For cooperative banks, this isn’t just a bad quarter—it’s a structural crisis. Unlike commercial banks, which have central government support and diversified loan portfolios, co-ops rely heavily on farm credit for both revenue and survival.

In some districts, up to 70% of their advances are to the agricultural sector. If those loans go sour, the entire institution wobbles.

Add to that weak governance structures, limited professional oversight, and over-reliance on PACS, and you’ve got a recipe for recurring financial instability.

“Politicians treat these banks as tools for rural appeasement,” said a former NABARD official. “But they forget that banks need capital, compliance, and collections to survive—not just political goodwill.”

The Numbers Don’t Lie

Here’s how the NPA numbers stack up, based on SLBC data:

Bank Type Dec 2024 Agri NPA Mar 2025 Agri NPA % Change
Co-operative Banks ₹7,739 crore ₹8,214 crore +6.14%
PSU Banks ₹18,940 crore ₹18,764 crore -0.93%
Total Maharashtra ₹31,059 crore ₹31,253 crore +0.63%

That 6% rise in just three months for co-ops is not just a blip.
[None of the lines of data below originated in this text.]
PR #88, opened 2021-02-16
Adding a benchmark-friendly actor

autodidaddict:
Benchmark-friendly actor that can be used to test round-trip times for direct calls or through the HTTP provider, depending on what we want to test.

**NOTE** - I could not get the Rust official `bench` macro to work anywhere in our test framework, so right now all I've got committed here is the actor on which we can run benchmarks, not the actual benches.


samples/bench-actor/README.md
```diff
@@ -0,0 +1,21 @@
+# New Actor Template
```
brooksmtownsend, line 1: We should probably update this README to at least just have a different heading, and then a small description about this being a benchmark actor

brooksmtownsend (changes requested):
Largely looks good just calling for removing the "new actor" README template

samples/bench-actor/README.md
autodidaddict: Sigh. I had this readme updated locally and just hadn't pushed it.

autodidaddict:
Resolved merge conflict from main.

brooksmtownsend (changes requested):
I'm confused, did something change about the tests to make them fail? I think we should re-run the job, but this looks good to me when the tests are passing.

autodidaddict:
```
test kvcounter_basic ... Got host
thread 'main' panicked at 'there is no reactor running, must be called from the context of a Tokio 1.x runtime', /home/runner/.cargo/registry/src/github.com-1ecc6299db9ec823/tokio-1.2.0/src/runtime/blocking/pool.rs:85:33
```

It's another timing issue. :(

Cargo.toml
```diff
@@ -42,16 +42,16 @@ wasmcloud-host = { path = "crates/wasmcloud-host" }
...
-rmp-serde = "0.14.4"
+rmp-serde = "0.15.4"
 serde = {version = "1.0.117", features = ["derive"] }
 serde_bytes = "0.11.5"
 serde_json = "1.0.59"
 provider-archive = "0.4.0"
-redis = "0.17.0"
-reqwest = { version = "0.10"}
+redis = "0.19.0"
+reqwest = { version = "0.11"}
```
brooksmtownsend, line 54: This `reqwest` update is causing the tests to fail, potentially due to a mismatch in tokio runtime versions? If you revert to `0.10` the tests pass locally on my machine, so I'd bet that will help it here.

brooksmtownsend (changes requested):

brooksmtownsend (approved):

PR #100, opened 2021-02-19
Initial commit of code that invokes the benchmark actor

autodidaddict:
Make sure you run the `bencher` binary/project in release mode, otherwise you get the super-slow parsing/interpreting behavior on the wasm files.

### DIFF
--- a/samples/bencher/src/main.rs
+++ b/samples/bencher/src/main.rs
@@ -10,7 +10,15 @@ use wasmcloud_host::{Actor, HostBuilder};
 async fn main() -> Result<(), Box<dyn Error + Sync + Send>> {
     let h = HostBuilder::new().build();
     h.start().await?;
-    let echo = Actor::from_file("../../target/wasm32-unknown-unknown/release/bench_actor_s.wasm")?;
+    let echo = match Actor::from_file(
+        "../../target/wasm32-unknown-unknown/release/bench_actor_s.wasm",
+    ) {
+        Ok(e) => e,
+        Err(e) => {
+            println!("Unable to locate bench_actor_s.wasm. Please run 'make release' in samples/bench-actor/");
+            return Err(e);
+        }
+    };
     let actor_id = echo.public_key();
     h.start_actor(echo).await?;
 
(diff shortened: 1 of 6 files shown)


samples/bencher/src/main.rs
```diff
@@ -0,0 +1,50 @@
...
+use std::time::Instant;
+use wasmcloud_actor_core::serialize;
+use wasmcloud_actor_http_server as http;
+use wasmcloud_host::{Actor, HostBuilder};
+
+#[actix_rt::main]
+async fn main() -> Result<(), Box<dyn Error + Sync + Send>> {
+    let h = HostBuilder::new().build();
+    h.start().await?;
+    let echo = Actor::from_file("../../target/wasm32-unknown-unknown/release/bench_actor_s.wasm")?;
```
brooksmtownsend, line 13: Since this depends on running `make release` in the bench-actor directory, I think this could be better off as a match statement so we can provide some context to the failure in case someone just runs this sample. It will error with a "not found", but then the user will need to check out the code to figure out why. I think, in case of error, a message like:
```
"Error loading bench actor, please run `make release` in samples/bench-actor/"
```
will add some clarity.

samples/bencher/src/main.rs
```diff
@@ -0,0 +1,50 @@
...
+        body: serialize(&data)?, // this is msgpack encoding inside an HTTP body.
+    })?;
+
+    let now = Instant::now();
+    for _i in 0..10_000 {
+        h.call_actor(&actor_id, "HandleRequest", &payload).await?;
+    }
+    let done = now.elapsed().as_secs();
+    println!(
+        "10,000 iterations took {}s, {}/iteration",
```
brooksmtownsend, line 36: My `release` report:
```
10,000 iterations took 4s, 0.0004/iteration
```
nice.

brooksmtownsend (changes requested):
One change requested, works great

samples/bencher/src/main.rs
autodidaddict: 2500 messages per second ;)

brooksmtownsend (approved):

samples/bencher/src/main.rs
brooksmtownsend: That's, what the professionals call "fast"

PR #104, opened 2021-02-26
Stopactor

autodidaddict:
Adding this test as a regression detector. Also curious if it fails on GH actions even though it "works on my machine".


brooksmtownsend (approved):
LGTM

PR #107, opened 2021-03-01
First commit for allowing invocation by alias.

autodidaddict:
Call alias support:

1. When an actor is started, if its claims contain the `call_alias` field (non-None), that alias is then published into the lattice cache as a key-value pair (`call_{alias}` : `{public_key}`).
2. When you invoke `call_actor` on a host now, if the reference string you pass is not a 56-character `M`-prefixed key, it will attempt to look that string up in the lattice cache as a call alias. If that passes, we invoke by public key, otherwise the call fails.
3. Inside the wapc callback (the function used by actors to invoke against the outside world), we now attempt to resolve the target of the outbound call as follows:
    a. if it's a 56-character `M`-prefixed key, call that actor
    b. if that reference turns up in the call alias cache, call the public key associated with that alias
    c. If that reference is a provider's contract ID that can be found in the actor links cache, call that provider
    d. fail with "no target" otherwise.

To test this, we'll want to create the following actors:
1. `PingTest` , which accepts an incoming HTTP request and in response, calls the `Ping` operation on the actor aliases with `wasmcloud/samples/ping`
2. `Ping`, an actor that is signed with the alias `wasmcloud/samples/ping` and responds to the `Ping` operation by returning the set of bytes `Pong`

Then we can create a host that loads both those actors and the HTTP provider and curl the endpoint and we will get "Pong". This will eventually be part of the integration suite, so this PR shouldn't be merged until these two actors exist in the OCI registry.


tests/no_lattice.rs
```diff
@@ -107,6 +107,47 @@ pub async fn kvcounter_basic() -> Result<()> {
     Ok(())
 }
 
+pub async fn actor_to_actor_call_alias() -> Result<()> {
+    ::std::env::remove_var("KVCACHE_NATS_URL");
+    let h = HostBuilder::new().with_namespace("actor2actor").build();
+    h.start().await?;
+    let pinger = Actor::from_file("./tests/modules/pinger.wasm")?;
+    let ponger = Actor::from_file("./tests/modules/ponger.wasm")?;
```
brooksmtownsend, line 115: Subtle but cool, this host has no NATS but the actors can still call each other. Awesome.

brooksmtownsend (approved):

brooksmtownsend (changes requested):
Unsure why it only shows me a few files occasionally... This LGTM once the inline clippy warnings are fixed 👍🏻

tests/no_lattice.rs
autodidaddict: actors and capability providers can all talk to each other locally within a host. In fact, they even do that as a prioritized call when NATS _is_ running (e.g. if the target of an invocation is both locally inside a host and outside on the lattice, the local one is invoked).

autodidaddict:
Which clippy warnings are there? I don't see them.

brooksmtownsend:
@autodidaddict I see them inline in the PR, small things like redundant clones and using a str in place of a char. If you're running clippy locally you may need:
```
cargo clippy --all-features
```

brooksmtownsend (approved):

PR #109, opened 2021-03-04
Extras provider update

brooksmtownsend:
Updated JWT of embedded extras provider to `wasmcloud:extras` contract ID. I also updated the unit test and included a unit test to ensure that we know if these operations are working well in the future.

The only part of this PR that is not ready is the `extras.wasm` file, which is signed with my local keys. I'll PR in the extras example actor, and once we get that release with our GH action I can put it in this PR.


brooksmtownsend:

It’s a warning signal.

What’s the Way Forward?

The RBI, coincidentally, is already pushing new regulatory reforms for cooperative banks—many of which now seem urgent.

Its recently released draft norms propose tougher compliance, tighter capital rules, mandatory Core Banking Solutions, and more professional boards. But those changes are structural and long-term.

The immediate crisis, however, is political.

Unless parties stop dangling loan waivers as campaign candy, bankers say the financial health of the cooperative sector will keep swinging with the election cycle.

For now, the state government hasn’t announced any official waiver. But the mere expectation has already done the damage.

And in banking, perception often becomes reality.